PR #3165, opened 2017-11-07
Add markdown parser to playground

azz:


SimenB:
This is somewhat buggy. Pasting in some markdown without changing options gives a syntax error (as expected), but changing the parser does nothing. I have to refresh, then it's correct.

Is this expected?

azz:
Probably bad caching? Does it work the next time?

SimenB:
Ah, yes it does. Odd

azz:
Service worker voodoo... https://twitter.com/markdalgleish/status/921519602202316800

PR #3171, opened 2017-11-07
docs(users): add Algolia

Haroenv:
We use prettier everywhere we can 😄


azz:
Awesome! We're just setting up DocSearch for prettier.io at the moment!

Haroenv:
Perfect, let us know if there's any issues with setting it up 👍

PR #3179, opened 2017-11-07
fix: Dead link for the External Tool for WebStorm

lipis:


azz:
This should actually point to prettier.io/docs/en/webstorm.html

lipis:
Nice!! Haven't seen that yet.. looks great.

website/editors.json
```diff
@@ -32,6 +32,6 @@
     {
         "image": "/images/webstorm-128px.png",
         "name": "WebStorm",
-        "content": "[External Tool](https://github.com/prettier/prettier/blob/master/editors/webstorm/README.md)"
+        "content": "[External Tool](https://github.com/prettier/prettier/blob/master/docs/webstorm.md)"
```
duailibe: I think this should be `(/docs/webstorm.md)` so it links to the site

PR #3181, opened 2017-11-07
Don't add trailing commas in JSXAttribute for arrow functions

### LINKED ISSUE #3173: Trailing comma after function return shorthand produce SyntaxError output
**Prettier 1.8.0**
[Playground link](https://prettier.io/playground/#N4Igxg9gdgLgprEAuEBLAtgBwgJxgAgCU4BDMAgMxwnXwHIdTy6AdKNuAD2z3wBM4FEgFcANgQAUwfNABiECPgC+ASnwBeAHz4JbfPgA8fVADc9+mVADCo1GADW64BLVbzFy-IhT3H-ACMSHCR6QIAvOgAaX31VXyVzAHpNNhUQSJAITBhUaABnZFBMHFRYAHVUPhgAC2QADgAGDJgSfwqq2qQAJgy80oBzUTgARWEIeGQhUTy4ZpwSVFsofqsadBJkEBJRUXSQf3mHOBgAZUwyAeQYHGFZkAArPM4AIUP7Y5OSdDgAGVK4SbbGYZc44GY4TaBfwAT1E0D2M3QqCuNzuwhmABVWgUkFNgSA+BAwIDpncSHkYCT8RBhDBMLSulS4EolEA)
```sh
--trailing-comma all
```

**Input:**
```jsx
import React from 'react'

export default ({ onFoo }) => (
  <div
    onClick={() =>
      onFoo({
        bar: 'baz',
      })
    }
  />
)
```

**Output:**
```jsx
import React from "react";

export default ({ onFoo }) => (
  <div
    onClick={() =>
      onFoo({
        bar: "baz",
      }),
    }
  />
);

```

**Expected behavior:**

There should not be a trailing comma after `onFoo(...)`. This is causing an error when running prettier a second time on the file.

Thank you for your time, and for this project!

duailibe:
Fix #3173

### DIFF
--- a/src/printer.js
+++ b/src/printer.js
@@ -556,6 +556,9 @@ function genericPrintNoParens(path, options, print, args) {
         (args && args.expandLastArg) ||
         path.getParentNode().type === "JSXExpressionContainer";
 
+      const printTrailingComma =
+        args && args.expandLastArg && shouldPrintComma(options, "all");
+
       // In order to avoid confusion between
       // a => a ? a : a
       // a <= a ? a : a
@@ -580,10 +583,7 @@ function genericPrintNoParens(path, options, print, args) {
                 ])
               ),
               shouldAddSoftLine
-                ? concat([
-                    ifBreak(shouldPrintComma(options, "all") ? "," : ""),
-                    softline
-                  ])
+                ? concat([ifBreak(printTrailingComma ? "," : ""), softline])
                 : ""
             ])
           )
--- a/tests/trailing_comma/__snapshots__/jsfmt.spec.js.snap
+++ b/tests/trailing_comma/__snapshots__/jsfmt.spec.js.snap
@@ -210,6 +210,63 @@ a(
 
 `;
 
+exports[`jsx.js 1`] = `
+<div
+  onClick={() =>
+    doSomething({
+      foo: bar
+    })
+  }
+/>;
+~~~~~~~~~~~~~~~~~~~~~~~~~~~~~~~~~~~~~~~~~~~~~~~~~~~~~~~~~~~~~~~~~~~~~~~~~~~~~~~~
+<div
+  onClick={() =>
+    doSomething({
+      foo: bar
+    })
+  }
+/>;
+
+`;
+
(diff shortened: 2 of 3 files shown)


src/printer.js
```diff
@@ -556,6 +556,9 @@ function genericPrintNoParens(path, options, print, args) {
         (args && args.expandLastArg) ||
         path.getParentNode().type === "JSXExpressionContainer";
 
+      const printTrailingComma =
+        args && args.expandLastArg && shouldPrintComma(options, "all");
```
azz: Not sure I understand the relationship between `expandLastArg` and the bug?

• What to do: Retype the entries exactly, including every line.

• Result:
PR #3165, opened 2017-11-07
Add markdown parser to playground

azz:


SimenB:
This is somewhat buggy. Pasting in some markdown without changing options gives a syntax error (as expected), but changing the parser does nothing. I have to refresh, then it's correct.

Is this expected?

azz:
Probably bad caching? Does it work the next time?

SimenB:
Ah, yes it does. Odd

azz:
Service worker voodoo... https://twitter.com/markdalgleish/status/921519602202316800

PR #3171, opened 2017-11-07
docs(users): add Algolia

Haroenv:
We use prettier everywhere we can 😄


azz:
Awesome! We're just setting up DocSearch for prettier.io at the moment!

Haroenv:
Perfect, let us know if there's any issues with setting it up 👍

PR #3179, opened 2017-11-07
fix: Dead link for the External Tool for WebStorm

lipis:


azz:
This should actually point to prettier.io/docs/en/webstorm.html

lipis:
Nice!! Haven't seen that yet.. looks great.

website/editors.json
```diff
@@ -32,6 +32,6 @@
     {
         "image": "/images/webstorm-128px.png",
         "name": "WebStorm",
-        "content": "[External Tool](https://github.com/prettier/prettier/blob/master/editors/webstorm/README.md)"
+        "content": "[External Tool](https://github.com/prettier/prettier/blob/master/docs/webstorm.md)"
```
duailibe: I think this should be `(/docs/webstorm.md)` so it links to the site

PR #3181, opened 2017-11-07
Don't add trailing commas in JSXAttribute for arrow functions

### LINKED ISSUE #3173: Trailing comma after function return shorthand produce SyntaxError output
**Prettier 1.8.0**
[Playground link](https://prettier.io/playground/#N4Igxg9gdgLgprEAuEBLAtgBwgJxgAgCU4BDMAgMxwnXwHIdTy6AdKNuAD2z3wBM4FEgFcANgQAUwfNABiECPgC+ASnwBeAHz4JbfPgA8fVADc9+mVADCo1GADW64BLVbzFy-IhT3H-ACMSHCR6QIAvOgAaX31VXyVzAHpNNhUQSJAITBhUaABnZFBMHFRYAHVUPhgAC2QADgAGDJgSfwqq2qQAJgy80oBzUTgARWEIeGQhUTy4ZpwSVFsofqsadBJkEBJRUXSQf3mHOBgAZUwyAeQYHGFZkAArPM4AIUP7Y5OSdDgAGVK4SbbGYZc44GY4TaBfwAT1E0D2M3QqCuNzuwhmABVWgUkFNgSA+BAwIDpncSHkYCT8RBhDBMLSulS4EolEA)
```sh
--trailing-comma all
```

**Input:**
```jsx
import React from 'react'

export default ({ onFoo }) => (
  <div
    onClick={() =>
      onFoo({
        bar: 'baz',
      })
    }
  />
)
```

**Output:**
```jsx
import React from "react";

export default ({ onFoo }) => (
  <div
    onClick={() =>
      onFoo({
        bar: "baz",
      }),
    }
  />
);

```

**Expected behavior:**

There should not be a trailing comma after `onFoo(...)`. This is causing an error when running prettier a second time on the file.

Thank you for your time, and for this project!

duailibe:
Fix #3173

### DIFF
--- a/src/printer.js
+++ b/src/printer.js
@@ -556,6 +556,9 @@ function genericPrintNoParens(path, options, print, args) {
         (args && args.expandLastArg) ||
         path.getParentNode().type === "JSXExpressionContainer";
 
+      const printTrailingComma =
+        args && args.expandLastArg && shouldPrintComma(options, "all");
+
       // In order to avoid confusion between
       // a => a ? a : a
       // a <= a ? a : a
@@ -580,10 +583,7 @@ function genericPrintNoParens(path, options, print, args) {
                 ])
               ),
               shouldAddSoftLine
-                ? concat([
-                    ifBreak(shouldPrintComma(options, "all") ? "," : ""),
-                    softline
-                  ])
+                ? concat([ifBreak(printTrailingComma ? "," : ""), softline])
                 : ""
             ])
           )
--- a/tests/trailing_comma/__snapshots__/jsfmt.spec.js.snap
+++ b/tests/trailing_comma/__snapshots__/jsfmt.spec.js.snap
@@ -210,6 +210,63 @@ a(
 
 `;
 
+exports[`jsx.js 1`] = `
+<div
+  onClick={() =>
+    doSomething({
+      foo: bar
+    })
+  }
+/>;
+~~~~~~~~~~~~~~~~~~~~~~~~~~~~~~~~~~~~~~~~~~~~~~~~~~~~~~~~~~~~~~~~~~~~~~~~~~~~~~~~
+<div
+  onClick={() =>
+    doSomething({
+      foo: bar
+    })
+  }
+/>;
+
+`;
+
(diff shortened: 2 of 3 files shown)


src/printer.js
```diff
@@ -556,6 +556,9 @@ function genericPrintNoParens(path, options, print, args) {
         (args && args.expandLastArg) ||
         path.getParentNode().type === "JSXExpressionContainer";
 
+      const printTrailingComma =
+        args && args.expandLastArg && shouldPrintComma(options, "all");
```
azz: Not sure I understand the relationship between `expandLastArg` and the bug?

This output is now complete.